## EXERCISE AIM
Sort through the entries below and pull out lines containing the word "layout".

——————————

PR #2120, opened 2025-06-17
[docs] Accordion props reference

mj12albert:
Preview: https://deploy-preview-2120--base-ui.netlify.app/react/components/toggle

Testing an Accordion implementation for https://github.com/mui/base-ui/issues/1752

- [x] I have followed (at least) the [PR section of the contributing guide](https://github.com/mui/base-ui/blob/HEAD/CONTRIBUTING.md#sending-a-pull-request).

PR #2135, opened 2025-06-18
[docs] New props table

mj12albert:
Preview: https://deploy-preview-2135--base-ui.netlify.app/react/components/toggle

Uses native `<details>`+`<summary>` for the new props table design; also applies to CSS vars and data attrs tables where the popover is replaced with a `<details>`.

Notable differences from [Accordion](https://github.com/mui/base-ui/pull/2120):
- VO reads the trigger as "_disclosure triangle, group_" in Chrome, "_summary, group_" in Firefox and Safari; overall it's a bit shorter because it doesn't have a heading element adding to the announcement
Screenshot 2025-06-18 at 11 25 40 PM
- Can't arrow between triggers like Accordion but is lightly reimplemented here
- It's `hidden="until-found"` by default when supported, no need to fight React 👍 

Closes https://github.com/mui/base-ui/issues/1752


docs/src/components/Accordion.tsx
```diff
@@ -0,0 +1,28 @@
+'use client';
+import * as React from 'react';
+import { Accordion } from '@base-ui-components/react/accordion';
+import clsx from 'clsx';
+
+export function Root({ className, ...props }: Accordion.Root.Props) {
+  return <Accordion.Root className={clsx('AccordionRoot', className)} {...props} />;
+}
```
romgrk: It's the docs so it matters less, but you should take the habit of avoiding destructuring if it's not necessary. You don't need to destructure the props parameter, you can use it as-is.

docs/src/components/ReferenceAccordion/PropsReferenceAccordion.tsx
```diff
@@ -0,0 +1,250 @@
...
+    return type;
+  }
+
+  if (['children'].includes(name)) {
+    return type;
+  }
+
+  if (['boolean', 'string', 'number'].includes(type)) {
+    return type;
+  }
```
romgrk: Same as above. The `[...].includes(...)` syntax is bad for performance

docs/src/components/Accordion.tsx
mj12albert: Copy pasta 🙈 fixed in the other PR, this Accordion is actually not needed in this one

docs/src/components/ReferenceAccordion/PropsReferenceAccordion.tsx
mj12albert: For now this is just a throwaway ~
But should we generate the short prop type here or via the api extractor? @michaldudak

michaldudak: If API extractor returns an IntrinsicNode, we should use it as is.

If the returned type has both the name an either types (like a union or intersection) or properties (object type), use the name as a short type and drill into the details for the expanded view.

docs/src/components/ReferenceTable/PropsReferenceAccordion.tsx
romgrk, line 1: I wonder if we should avoid repeating the `default` value in the expanded details. It adds noise if we repeat information, and noise is not great for UX.

And I wonder if we shouldn't mark the `Type` in the expanded details as something like `Type (detailed)`, or inversely mark the column header as `Type (simplified)`, to convey that there's possibly more information in the expanded details.

image

docs/src/components/ReferenceTable/PropsReferenceAccordion.tsx
```diff
@@ -0,0 +1,188 @@
...
+          <Accordion.Item>
+            <Accordion.Trigger
+              index={index}
+              aria-label={`prop: ${name}, type: ${shortPropTypeName} ${prop.default !== undefined ? `(default: ${prop.default})` : ''}`}
+              className="max-xs:gap-4 md:gap-4"
+            >
+              <TableCode className="text-navy">{name}</TableCode>
+              {prop.type && (
+                <span className="flex items-baseline gap-4 text-sm">
+                  <ShortPropType />
```
romgrk: I'm on the fence about hiding the detailed type in the details in some cases. For `render` & `className` it makes sense to always hide it, but for other cases (like below) I think it might degrade the UX a bit to have to click to see the full type. I wonder if we could try to hide it based on its length.

image

docs/src/components/DescriptionList.css
romgrk, line 1: I played a bit with the styling, sharing in case it inspires you to change things a bit. Imho the current box-shadow is too intense.

| Before | After |
| --- | --- |
| Screenshot From 2025-06-24 17-06-05 | Screenshot From 2025-06-24 17-06-52 |

mj12albert:
Needs https://github.com/mui/base-ui/pull/2104 to generate the json in the new format

docs/src/components/DescriptionList.css
mj12albert: CC @colmtuite , this continues from https://github.com/mui/base-ui/pull/2120#issuecomment-2978916211

I toned down the shadow, but there's still the issue of the open panel background being very similar to the hover state of the trigger

atomiks:
Seems like it shouldn't open while trying to select text. (The Accordion example made this impossible, but that's not accessible)

https://github.com/user-attachments/assets/a4660d49-d49f-45ad-a06f-79231a4bf907

mj12albert:
> Seems like it shouldn't open while trying to select text

When clicking the text selection, should it cancel the text selection only or toggle the element as well? 

https://github.com/user-attachments/assets/b0f5dadc-c22a-49eb-9206-6fbaa538b40c

Or should we use `user-select:none` for consistency, in the docs we seem to do this for all interactive elements

atomiks:
The main issue with disabling text selection is that you can't copy the name of the prop when trying to select it. Double clicking also allows the entire text to be selected. Maybe trying to click on text shouldn't open it, but everywhere else is fine

romgrk:
> Maybe trying to click on text shouldn't open it, but everywhere else is fine

That doesn't sound like a good UX. The text is right in the middle of the element, it makes for a weird click target if the text doesn't also open the element.

colmtuite:
@mj12albert Some suggestions:

1. Remove the gray box styling from the prop name `<code>`, and don't prevent the click. Revert it to how it was before.
2. Add a "Name" `dt` to the panel.
3. Remove the `:active` style from the `<summary>`.
4. Make the `<dt>` 400 weight.
5. Bump up the lightness of the `<summary>` `:hover` in dark mode. Light mode is good.
6. `<ul>` inside the panel should not have bottom margin.
7. Reduce the `gap` on the (default) thing to `gap-2`.
8. Rows are much larger now than on prod. We need to get them back to 37.5px tall (I assume this is the new `<code>` styling causing this)
9. Afaik, we have no control over the obnoxious orange highlight when using hidden until found?

michaldudak:
> Needs https://github.com/mui/base-ui/pull/2104 to generate the json in the new format

@mj12albert FYI, this is now merged.

mj12albert:
> 6\. `<ul>` inside the panel should not have bottom margin.

There's no margins on the list element, did you mean this padding?
Screenshot 2025-07-08 at 6 45 50 PM

> Afaik, we have no control over the obnoxious orange highlight when using hidden until found?

Not at the moment, the closest is a `::search-text` pseudo-element that's experimental in Chrome: https://github.com/Igalia/explainers/blob/main/css/find-in-page/README.md

Fixed your other comments as well @colmtuite

mj12albert:
> > Needs #2104 to generate the json in the new format
> 
> @mj12albert FYI, this is now merged.

Thanks I think we should do the new format and changes to the formatter in a separate PR actually ~

atomiks (approved):
Looks/feels really nice to me. Implementation also looks good

colmtuite:
@mj12albert the padding yes

michaldudak:
WDYT about displaying expanded type information in a tooltip on hover (so when I hover over `function` I get the full signature in a tooltip)? This would be an additional improvement for mouse users and other will still be able to expand the details.

michaldudak:
It seems the opening and closing parentheses are displayed in a different font and color
image

colmtuite:
> WDYT about displaying expanded type information in a tooltip

Could work yep. Set `hoverable` to `false`, so it doesn't block clicks on triggers above.

Do you think there's value in adding a "Copy" icon button beside some of the info inside the expanded panel?

@michaldudak @mj12albert

mj12albert:
> Do you think there's value in adding a "Copy" icon button beside some of the info inside the expanded panel?

I think if the panel can accommodate one more clickable/interactive thing, the most useful thing could be a link to the individual prop, like the Material UI docs have: https://mui.com/material-ui/api/checkbox/#checkbox-prop-defaultChecked

For users, I don't think it's that useful to be able to copy entire blocks of docs content (like description) that isn't code

colmtuite:
@mj12albert not the description no, but the prop name and type definition? Would it be useful to be able to copy those? Linking to the prop name could be useful yep. But ok let's ignore these ideas for now until we fix up the other parts.

**Additional feedback:**
- The `dt` and `dd` have different top padding; 6px and 8px respectively. Currently, their contents are misaligned.
- The tooltip arrow appears later than the tooltip popup.
- The tooltip needs `hoverable` set to `false`, so it doesn't block clicks on triggers above.
- We need consistent spacing between text in the triggers and in the panel (as discussed elsewhere)

atomiks:
> The tooltip arrow appears later than the tooltip popup.

This is due to `overflow: auto` on the `Popup`, and the transform style temporarily creates a containing block, which causes it to be clipped off. The infotips had this style but the tooltip shouldn't need it. I also think the delay should be more than 100ms (maybe 300) as it seems to pop up a bit too easily.

colmtuite:
@mj12albert Much better, thanks. A couple things left in this round:

1. The props still jump a tiny bit when the panel expands. `.AccordionContent` needs 1px padding on both top and bottom.
2. Code blocks inside panels are misaligned. Those margin props need to be changed to `mt-1` and `mb-1`.
3. If it's easy to tweak the tooltip without affecting other tooltips/infotips on the docs, it would be nice to reduce the padding inside the tooltip popup a tiny amount, just down to the next step in the scale.

I'll send more feedback soon on visual styling (shadows etc.) and also the mobile styles, they need some tweaking.

michaldudak:
Literal unions such as AccordionRoot's `orientation` should be expandable like function definitions

atomiks:
It's probably a good idea to make the tooltip have a wider max-width to accomodate most function definition lengths (without them spilling onto a new line and becoming less readable)

docs/src/components/ReferenceTable/PropsReferenceAccordion.tsx
colmtuite: if reducing noise is the goal, then I would remove the default from the summary and only have it in the panel.

In the screenshot below, the visual noise is coming from the repetition of the word "default".

Screenshot 2025-07-22 at 07 09 50

So I see 3 options:

1. Remove the default from the summary, and just have it in the expanded panel. Of course, the trade-off is that you can't see the default at a glance.
2. Add a new column for default.
3. Just leave it as-is.

docs/src/components/ReferenceTable/PropsReferenceAccordion.tsx
colmtuite: The full type is available in a tooltip

Screenshot 2025-07-22 at 07 19 28

colmtuite:
@mj12albert I mentioned setting `scroll-margin-top` to `0` on the meeting, but didn't understand the reasoning or outcome. Isn't this better? 

https://github.com/user-attachments/assets/edc8cc8b-e48b-453f-b394-edaee54ce21e

mj12albert:
> @mj12albert I mentioned setting `scroll-margin-top` to `0` on the meeting, but didn't understand the reasoning or outcome. Isn't this better?

I updated it to 0, what about in the mobile layout do you want the scroll margin to make the trigger flush against the header? @colmtuite 

Screenshot 2025-07-22 at 10 42 01 PM

colmtuite:
@mj12albert yea, looks nice 👌

docs/src/components/ReferenceTable/PropsReferenceAccordion.tsx
romgrk: 1. Sounds like a worst UX, there's less information available without clicking. When I refer to a props table, it's nice to be able to keep it open as a reference while I write code and see everything at a glance.
2. That's the way it was before, and it left less place for the type description, and in some cases it was nearly all empty. Tbh I suggested merging type & default in a single column because I was hoping to have more space to show the type, but now that long function types are always simplified to `function` and hidden, it's less relevant, but imho hidding the function types isn't necessary.
3. Doesn't feel too bad. We could also find a terser notation, e.g. name the column `Type [Default]` and use values like `boolean [false]`. Or integrate the default to the name column, e.g. `defaultChecked = false`, but we have a lot of unused space in the type column.
  edit: Or `boolean [=false]`, somewhat similar to jsdoc's `[name=default]` notation.

Sidenote but there's still `default: undefined` entries, we should not display the default if there is none or if it's `undefined`.

docs/src/components/ReferenceTable/PropsReferenceAccordion.tsx
romgrk: Nice for mouse users, but keyboard-centric users (which are probably higher in proportion among devs) don't have that, and requiring a hover is not that far from requiring a click. I still think we should use the space if we have the space.

mj12albert:
For aligning the mobile layout of the various tables, the triggers all use `display: flex` by default (the base `Accordion` styles) unless there's 3 or more "cells" then it'll change to `grid`

Also added the overscroll graphic to the trigger as it could overflow in some cases:

https://github.com/user-attachments/assets/0870dd99-f812-4807-b9f9-ef4b40bdc77c

Any further feedback or is it good to go? @colmtuite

——————————

## ANSWER TO THIS EXERCISE
I updated it to 0, what about in the mobile layout do you want the scroll margin to make the trigger flush against the header? @colmtuite 
For aligning the mobile layout of the various tables, the triggers all use `display: flex` by default (the base `Accordion` styles) unless there's 3 or more "cells" then it'll change to `grid`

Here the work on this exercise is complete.